### INSTRUCTIONS TO FOLLOW
Which lines below contain "patch"? Pull them out.

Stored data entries

PR #142, opened 2023-01-17
Support outside dependencies for UDFs

xuebinsu:
Previously, to create a UDF in database, the user is required to write
all the dependencies inside the function body. This often results in
annoying boilerplate code

This patch adds support for refering to objects outside of the UDF,
including functions and modules. This closes the gap between a UDF
and a normal Python function.

This is achieved by using a pickling library, dill, to serialize a Python
function as well as all of its dependencies before sending it to
server. However, it requires to install the library on server to
deserialize the function before executing it. If the library is not 
usable, we will fallback automatically to the "source code" solution
by also sending the source code of the function to the server.

### DIFF
--- a/greenplumpython/func.py
+++ b/greenplumpython/func.py
@@ -340,9 +340,10 @@ class NormalFunction(_AbstractFunction):
 
 def function(name: str, schema: Optional[str] = None) -> NormalFunction:
     """
-    A wrap in order to call function
+    A wrap in order to call function (Predefined in-Database UDF) on :class:`~db.Dataframe`.
 
     Example:
+        Get a wrapper of the in-Database function `generate_series`
         .. code-block::  Python
 
             generate_series = gp.function("generate_series")
@@ -432,7 +433,7 @@ class AggregateFunction(_AbstractFunction):
 
 def aggregate_function(name: str, schema: Optional[str] = None) -> AggregateFunction:
     """
-    A wrap in order to call an aggregate function
+    A wrap in order to call an aggregate function (Predefined in-Database UDA).
 
     Example:
         .. code-block::  Python
@@ -447,8 +448,7 @@ def create_function(
     wrapped_func: Optional[Callable[..., Any]] = None, language_handler: str = "plpython3u"
 ) -> NormalFunction:
     """
-    Creates a User Defined Function (UDF) in database from the given Python
-    function.
+    Creates a User Defined Function (UDF) in database from the given Python function.
 
     Args:
         wrapped_func : the Python function to be wrapped into a database function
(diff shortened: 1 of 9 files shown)


.github/workflows/test.yml
```diff
@@ -15,18 +15,20 @@ env:
...
-    name: Test P${{ matrix.python-version }}, PSQL${{matrix.postgres-version}}
+    name: Test Python${{ matrix.python-version }}, PSQL${{matrix.postgres-version}}
     runs-on: ubuntu-latest
     strategy:
       fail-fast: false
       matrix:
-        python-version: ["3.9", "3.10"]
-        postgres-version: [10, 11, 12]
+        python-version: ["3.9"]
+        postgres-version: ['12', '13']
```
yihong0618, line 24: postgres 10 11 use default python3 version is python3.7 that we do not suport

.github/workflows/test.yml
```diff
@@ -47,6 +49,14 @@ jobs:
...
         python-version: ${{ matrix.python-version }}
         cache: pip
+    - name: Install Dependencies for greenplumpython dill
+      # plpytyhon for postgres install to pg services
+      run: |
+          # docker ps -a
+          # docker exec -i $(docker ps -q) python3 -m pip install dill
+          pip install pip install --target=. dill
+          docker cp dill $(docker ps -q):/usr/lib/${{ matrix.dill_version }}/
+          rm -rf dill pip
```
yihong0618, line 59: its a trick way that we do not need to build new images

.github/workflows/test.yml
```diff
@@ -15,18 +15,20 @@ env:
...
   build:
-    name: Test P${{ matrix.python-version }}, PSQL${{matrix.postgres-version}}
+    name: Test Python${{ matrix.python-version }}, PSQL${{matrix.postgres-version}}
     runs-on: ubuntu-latest
     strategy:
       fail-fast: false
       matrix:
-        python-version: ["3.9", "3.10"]
-        postgres-version: [10, 11, 12]
+        python-version: ["3.9"]
```
yihong0618, line 23: need same python version so for now we drop  python310

greenplumpython/func.py
```diff
@@ -261,41 +266,57 @@ def create_in_db(self, db: Database) -> None:
             return
         assert self._created_in_dbs is not None
         if db not in self._created_in_dbs:
+            func_src: str = dill.source.getsource(self._wrapped_func)
+            func_ast: ast.FunctionDef = ast.parse(dedent(func_src)).body[0]
+            # TODO: Lambda expressions are NOT supported since inspect.signature()
+            # does not work as expected.
+            assert isinstance(
+                func_ast, ast.FunctionDef
+            ), f"{self._wrapped_func} is not a function. (lambda is not supported.)"
```
yihong0618, line 275: is a lambda expressions that we do no support for now?

yihong0618 (approved):

yihong0618:
LGTM
do we need mention the version should the same when using `dill` in the doc

Quasimewdo (approved):
LGTM

PR #151, opened 2023-02-06
Document utils for functions and types

xuebinsu:
This patch documents the usage and notes when using the utils for
creating and using functions and types. It also renames some
possibly confuing concepts, including

- `as_name` to `column_name` to avoid the concept of "alias"
- `ArrayFunction` to `ColumnFunction` to reflect its use case

It also does other minor renaming and checks to improve
consistency of the interface.

### DIFF
--- a/tests/test_func.py
+++ b/tests/test_func.py
@@ -665,7 +665,7 @@ def test_agg_composite_type(db: gp.Database):
     numbers = db.create_dataframe(rows=rows, column_names=["val"])
     result = numbers.group_by().apply(lambda t: sum_count(t["val"]), expand=True)
     for row in result:
-        assert row["count"] == len(rows) and row["sum"] == 10
+        assert row["count"] == len(rows) and row["sum"] == 45
 
 
 import math


yihong0618 (approved):
LGTM

FYI seems we did not change the `change` in `doc/source/notebooks/basic.ipynb`
code in this doc seems still the old one

yihong0618:
LGTM~

greenplumpython/order.py
```diff
@@ -80,7 +79,7 @@ def __getitem__(self, rows: slice) -> "DataFrame":
         Example:
             .. code-block::  Python
 
-                t.order_by("id").head(5)
+                t.order_by("id")[:5]
```
Quasimewdo, line 82: I am thinking to open a PR to change all `t` in example to `df`

tests/test_func.py
```diff
@@ -657,7 +659,7 @@ class sum_count_type(SimpleNamespace):
     def sum_count(result: sum_count_type, val: int) -> sum_count_type:
         if result is None:
             return SimpleNamespace(sum=val, count=1)
-        return SimpleNamespace(sum=result["sum"] + val, count=result["count"] + 1)
+        return SimpleNamespace(sum=result["count"] + val, count=result["count"] + 1)
```
Quasimewdo, line 662: Why `sum=result["count"] + val`?

Quasimewdo (approved):
LGTM! Very informative

yihong0618 (approved):

PR #152, opened 2023-02-08
Replace `= any()` with `EXISTS` for `in_()`

xuebinsu:
Per the PostgreSQL guideline
https://wiki.postgresql.org/wiki/Don't_Do_This#Don.27t_use_NOT_IN,
`NOT IN` and `!= any()` has some intricate issues and should 
not be used in general.

Therefore, this patch replace the `= any()` with `EXISTS` in
implementation to
- make the semantic more clear , and
- make it easier for DB to generate efficient Anti-Join plans.

### DIFF
--- a/greenplumpython/expr.py
+++ b/greenplumpython/expr.py
@@ -495,7 +495,7 @@ class InExpr(Expr):
         container_name: str = "cte_" + uuid4().hex
         return (
             (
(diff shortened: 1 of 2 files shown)


beeender (approved):

yihong0618 (approved):
LGTM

### EXERCISE RESULT
This patch adds support for refering to objects outside of the UDF,
This patch documents the usage and notes when using the utils for
Therefore, this patch replace the `= any()` with `EXISTS` in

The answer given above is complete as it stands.